A muscle injury is the most common type of injury for an athlete or anyone involved in sports.
A muscle strain is the rupture of muscle fibres, caused by excessive contraction, tension or direct blow on the muscle. It presents with pain, stiffening, and inability to move the muscle. Sports and other activities must be stopped, to avoid further damage to the muscle.
The causes of muscle strains are:
- Inadequate warm-up or stretching leading to diminished muscle elasticity
- Inadequate or inappropriate equipment when it is needed (shoes, sport kits etc)
- Enviromental factors (too warm, too cold)
- Inappropriate nutrition (food, liquids,, electrolytes)
- Bad technique
- Muscle imbalances
- Muscle inefficiency. Muscles are trained to have endurance and are moulded to have elasticity. When they get tired or when they lack elasticity, they are vulnerable to injuries.
Muscle injuries happen in 10-30% of all sports injuries. However, they are often missed or underestimated, because the athlete continues his activity, despite the pain.
Muscle injuries are classified in three categories, based on the severity.
First degree: is a simple strain of the muscle fibres, that causes pain and functional limitations during activities
Second degree: a partial tear of muscle fibres accompanied by muscle spasm, hematoma and local oedema in the injured area. Later, scar tissue is formed in the muscle, leading to diminished muscle elasticity
Third degree: is a complete tear of the muscle, with excessive hematoma, and loss of function
The most common muscle injuries occur in the lower limb, and especially in the biceps femoral muscle, hamstrings, quadriceps and gastrocnemius muscle.
In the upper limb, muscle injuries occur in the biceps brachialis muscle, the deltoid muscle, the supraspinatus muscle and the triceps brachialis muscle.
Groin pain, also called athletic pubalgia, is often caused by muscle injuries of the abdominal or the hip adductor muscles. This is usually a chronic condition, requiring a long rehabilitation program, and surgical intervention in some cases.
Following a first or second-degree muscle injury the limb should be immobilized in an elevated position, it should be wrapped and ice should be applied for 20-25 minutes. Cold should be applied many times during the first 48 hours to diminish pain, hematoma and oedema.
In the acute phase of the injury the use of PRP (platelet-rich plasma) or EPI (intra-tissue electrolysis) can help decrease the pain, improve the range of motion of adjacent joints, enhance the quality of the scar tissue by production of collagen instead of fibrous tissue, and decrease time needed to return to sports or activities of daily life (details in each separate chapter).

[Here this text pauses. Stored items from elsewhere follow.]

PR #2138, opened 2016-06-23
Api endpoints update

jamesaimonetti:


applications/crossbar/doc/ref/tasks.md
```diff
@@ -4,9 +4,6 @@
 
 #### Schema
 
-Key | Description | Type | Default | Required
---- | ----------- | ---- | ------- | --------
-`records` | List the rows of input data | `array(object)` |   | `true`
```
fenollp: Uh you sure?

jamesaimonetti: Uh, is there a schema file?

fenollp: Yes but it's called tasks.records. Should I rename it to tasks?

jamesaimonetti: If you have a custom schema that doesn't follow the convention, it should go direct into the `doc/tasks.md` version and not the auto-generated version.

PR #2140, opened 2016-06-23
use send_file instead of to_binary

lazedo:
also uses new send_file


applications/crossbar/src/modules/cb_presence.erl
```diff
@@ -142,7 +142,7 @@ validate(Context) ->
     validate_thing(Context, cb_context:req_verb(Context)).
 
 validate(Context, ?MATCH_REPORT_PREFIX(Report)) ->
-    load_report(Context, Report);
+    load_report(Context, Report, cb_context:req_verb(Context));
```
jamesaimonetti: Is this necessary if we're keeping the "report-" pattern in `allowed_methods`?

PR #2152, opened 2016-06-24
Iso3166a2 to itu

fenollp:


applications/crossbar/src/modules_v1/cb_phone_numbers_v1.erl
```diff
@@ -418,8 +418,8 @@ get_find_numbers_req(Context) ->
 get_numbers(QueryString) ->
     PrefixQuery = kz_json:get_ne_value(?PREFIX, QueryString),
     Country = kz_json:get_ne_value(?COUNTRY, QueryString, ?DEFAULT_COUNTRY),
-    CountryPrefix = knm_util:prefix_for_country(Country),
-    Prefix = <<CountryPrefix/binary, PrefixQuery/binary>>,     
+    CountryPrefix = knm_iso3166a2_itu:to_itu(Country),
+    Prefix = <<CountryPrefix/binary, PrefixQuery/binary>>,
```
lazedo: i would prefer to leave `knm_util:prefix_for_country` and change its implementation to call ` knm_iso3166a2_itu:to_itu`
if/when we change to libpn we only have to change `knm_util:prefix_for_country`

core/kazoo_number_manager/src/knm_util.erl
```diff
@@ -127,9 +126,3 @@ read_fixture({'ok', Contents}, _F) ->
     kz_util:to_list(Contents);
 read_fixture({'error', 'enoent'}, F) ->
     throw({'error', 'missing_fixture', F}).
-
-%% TODO
-%% this should be replaced with a call to elibphonenumber
-%% when/if we integrate that lib or do it ourselves
--spec prefix_for_country(ne_binary()) -> ne_binary().
-prefix_for_country(<<"US">>) -> <<"+1">>.
```
lazedo: as commented above, leave this and change it to call  `knm_iso3166a2_itu:to_itu`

A physiotherapist can also help diminish pain and oedema with th use of TENS currents, cross-sectional currents and ice-therapy during the first days. The following days, the role of the physiotherapist is to increase the blood circulation in the injured site (with the use of ultrasound, LASER, warm patches, diathermy), which will enhance healing.
Isometric exercises are initiated, gradually increasing in frequency and intensity. Initially, the scar tissue that is formed is more stiff compared to normal muscle tissue, and this causes pain in every muscle contraction. Stretching exercises are also required.
In the next phase of rehabilitation, isotonic exercises are included to promote strengthening.
This is followed by exercises focusing on proprioception and neuromuscular training, aiming to retrain the muscle so that it is ready and safe to return to sports.
In a third-degree muscle injury, which is a complete muscle tear, surgical repair of the muscle fibres and immobilization of the muscle is needed. This is followed by gradual mobilization and strengthening, so that full recovery and return to sports can be achieved.
In case of wrong treatment or multiple recurrences the main complication is heterotopic ossification, which is the formation of calcified and ossified intramuscular hematomas. This limits muscle contraction and joint range of motion, and is usually coped with surgical removal of the damaged muscle tissue.
Groin pain is a special condition, that can lead to chronic problems. Detailed clinical examination can reveal whether it is an adductor-, inguinal-, iliopsoas-, or pubic-related condition and guide treatment. Our team collaborates with a general surgeon to treat this cases with minimal invasive methods (tenotomies, extra-peritoneal application of meshes etc).